— ASSIGNED TASK —
Where a line below holds the string "didn", copy that line.

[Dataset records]
************

PR #295, opened 2016-02-23
Upgrade to docker-java 3.0.0-RC1

eddumelendez:
See gh-294

### DIFF
--- a/docker/docker/src/main/java/org/arquillian/cube/docker/impl/docker/DockerClientExecutor.java
+++ b/docker/docker/src/main/java/org/arquillian/cube/docker/impl/docker/DockerClientExecutor.java
@@ -25,7 +25,9 @@ import java.util.regex.Pattern;
 
 import javax.ws.rs.ProcessingException;
 
-import com.github.dockerjava.api.ConflictException;
+import com.github.dockerjava.api.exception.ConflictException;
+import com.github.dockerjava.core.command.ExecStartResultCallback;
+import com.github.dockerjava.core.command.WaitContainerResultCallback;
 import org.apache.http.conn.UnsupportedSchemeException;
 import org.arquillian.cube.TopContainer;
 import org.arquillian.cube.docker.impl.client.CubeDockerConfiguration;
@@ -37,7 +39,7 @@ import org.arquillian.cube.docker.impl.util.BindingUtil;
 import org.arquillian.cube.docker.impl.util.HomeResolverUtil;
 
 import com.github.dockerjava.api.DockerClient;
-import com.github.dockerjava.api.NotFoundException;
+import com.github.dockerjava.api.exception.NotFoundException;
 import com.github.dockerjava.api.command.BuildImageCmd;
 import com.github.dockerjava.api.command.CreateContainerCmd;
 import com.github.dockerjava.api.command.ExecCreateCmdResponse;
@@ -138,17 +140,17 @@ public class DockerClientExecutor {
         dockerUri = URI.create(dockerServerUri);
         dockerServerIp = cubeConfiguration.getDockerServerIp();
 
-        configBuilder.withVersion(cubeConfiguration.getDockerServerVersion()).withUri(dockerUri.toString());
+        configBuilder.withApiVersion(cubeConfiguration.getDockerServerVersion()).withDockerHost(dockerUri.toString());
         if(cubeConfiguration.getUsername() != null) {
-            configBuilder.withUsername(cubeConfiguration.getUsername());
+            configBuilder.withRegistryUsername(cubeConfiguration.getUsername());
         }
 
         if(cubeConfiguration.getPassword() != null) {
-            configBuilder.withPassword(cubeConfiguration.getPassword());
+            configBuilder.withRegistryPassword(cubeConfiguration.getPassword());
         }
 
         if(cubeConfiguration.getEmail() != null) {
-            configBuilder.withEmail(cubeConfiguration.getEmail());
+            configBuilder.withRegistryEmail(cubeConfiguration.getEmail());
         }
 
         if(cubeConfiguration.getCertPath() != null) {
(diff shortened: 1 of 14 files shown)


docker/docker/src/main/java/org/arquillian/cube/docker/impl/docker/DockerClientExecutor.java
```diff
@@ -554,10 +556,15 @@ public void pullImage(String imageName) {
...
-        InputStream consoleOutputStream = dockerClient.execStartCmd(execCreateCmdResponse.getId()).withDetach(false)
+                .withAttachStdout(true).withAttachStdin(false).withAttachStderr(false).withTty(false).withCmd(commands)
                 .exec();
+        try {
+            dockerClient.execStartCmd(execCreateCmdResponse.getId()).withDetach(false)
+                    .exec(new ExecStartResultCallback(System.out, System.err)).awaitCompletion();
+        } catch (InterruptedException e) {
+            return "";
+        }
+        InputStream consoleOutputStream = dockerClient.copyArchiveFromContainerCmd(containerId, "/execStartTest.log").exec();
```
lordofthejars: I have seen in the examples of docker-java 3 that now you need to get the `execStartTest.log`. I am not sure the implications that this going to have :(. WhatI have seen in the examples is that you need to call `touch` for creating the file (https://github.com/docker-java/docker-java/blob/9ec46f44374c434a9b6132cd8611e2c8e80b8c69/src/test/java/com/github/dockerjava/netty/exec/ExecStartCmdExecTest.java#L86) but you have not called, maybe it is not mandatory at all. Have you run the ftests to see if everything works as expected?

lordofthejars: This API breaks the backcompatibility from major version to major version which is not good at all for we (the integrators). Have you tried to attach the stdin? https://github.com/docker-java/docker-java/blob/9ec46f44374c434a9b6132cd8611e2c8e80b8c69/src/test/java/com/github/dockerjava/netty/exec/ExecStartCmdExecTest.java#L102

aslakknutsen: I think you need to pass a PipedOutputstream to ExecStartResultCallback as 'System.out', then read the InputStream from that. The execStartTest.log is only added in the Docker-Java test case as a way to verify that the command was actually executed in the container as the command they execute is "echo > execStartTest.log"

aslakknutsen: Or actually, since we read in the whole input stream as a String and return it, we might as well pass in a ByteArrayOutputStream to the ExecStartResultCallback and return byteArrayOutput.toString()

eddumelendez: Using PipedOutputstream got IOException: Pipe not connected. I just use ByteArrayOutputStream and looks like this:

```java
public String execStart(String containerId, String... commands) {
        ExecCreateCmdResponse execCreateCmdResponse = this.dockerClient.execCreateCmd(containerId)
                .withAttachStdout(true).withAttachStdin(true).withAttachStderr(false).withTty(false).withCmd(commands)
                .exec();

        OutputStream outputStream = new ByteArrayOutputStream();
        try {
            dockerClient.execStartCmd(execCreateCmdResponse.getId()).withDetach(false)
                    .exec(new ExecStartResultCallback(outputStream, System.err)).awaitCompletion();
        } catch (InterruptedException e) {
            return "";
        }

        return outputStream.toString();
    }
```

containerless's test was ok but ftest throws errors:

```
Caused by: org.yaml.snakeyaml.parser.ParserException: while parsing a flow sequence
 in 'reader', line 5, column 20:
                  env: [TOMCAT_PASS=mypass, "CATALINA_O ... 
                       ^
expected ',' or ']', but got FlowMappingStart
 in 'reader', line 5, column 136:
     ... PTS=-Djava.rmi.server.hostname=${docker.tomcat.host} -Dcom.sun.m ... 
```

I have not seen `docker.tomcat.host` set in any xml. Am I missing something?

lordofthejars: It doesn't seems a problem with docker-java 3. Have you tried to run the ftest-docker-machine?

smiklosovic:
3.0.0-RC2 was just released

lordofthejars:
@eddumelendez I have seen you updated all the code, does it works now?

eddumelendez:
@lordofthejars I just got error in `ftest` as I said before and the same error for `ftest-boot2docker`. In `ftest-docker-containerobject` got an error in `JSchTest` due to bad private key but doesn't seem to be an error due to docker-java 3. `ftest-docker-compose`, `ftest-docker-machine`, `ftest-standalone`, `ftest-standalone-autostart` runs ok.

lordofthejars:
About test of containerobject, you are right, seems a bug in jsch. What I
will do is update to M2, check that docker-machine example runs correctly
(the one that uses the ping-pong container) and if ok, merge it. Any
thoughts on this Aslak?

lordofthejars:
@eddumelendez can you resolve the merge problem. I think it is a really stupid thing, and update to M2? After that we will merge the PR and start to seeing what is going on :)

eddumelendez:
@lordofthejars upgrading jcabi-ssh from1.5 to 1.5.2 didn't work.

lordofthejars:
@eddumelendez I know, forget about jsch error, I have contacted the maintainers and they told me that should work and they need to take a look.

lordofthejars:
Thank you very much for this contribution, is a major contribution for all the community.

eddumelendez:
Thanks @lordofthejars and sorry at the same time I didn't detect one change when update the docker-java to RC3. I will submit another PR with the little change.

lordofthejars:
It is ok, no worries :) Thanks.

smiklosovic:
:+1:

smiklosovic:
I can't wait to bump from Alpha7 :)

************

— WRITTEN REPLY —
@lordofthejars upgrading jcabi-ssh from1.5 to 1.5.2 didn't work.
Thanks @lordofthejars and sorry at the same time I didn't detect one change when update the docker-java to RC3. I will submit another PR with the little change.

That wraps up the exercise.